MATERIAL FOR THIS EXERCISE
PR #426, opened 2023-06-07
Block exchange debug

jessiebroke:
This draft PR along w/ the other PR linked were created to address issues that started from the "fully-interconnected-download tests" file exchange test outlined here: https://github.com/codex-storage/cs-codex-dist-tests/pull/25. 

Failing because of a problem w/ the block exchange not fetching the manifest block consistently and also then started to fail w/ fetching blocks.

This draft PR resolves the above test and block exchange download issues.

### DIFF
--- a/codex/blockexchange/engine/discovery.nim
+++ b/codex/blockexchange/engine/discovery.nim
@@ -162,13 +162,9 @@ proc discoveryTaskLoop(b: DiscoveryEngine) {.async.} =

YOUR INSTRUCTIONS
Wherever the string "draft" appears in the records above, copy the line it sits in.

ANSWER TO THIS TASK
This draft PR along w/ the other PR linked were created to address issues that started from the "fully-interconnected-download tests" file exchange test outlined here: https://github.com/codex-storage/cs-codex-dist-tests/pull/25. 
This draft PR resolves the above test and block exchange download issues.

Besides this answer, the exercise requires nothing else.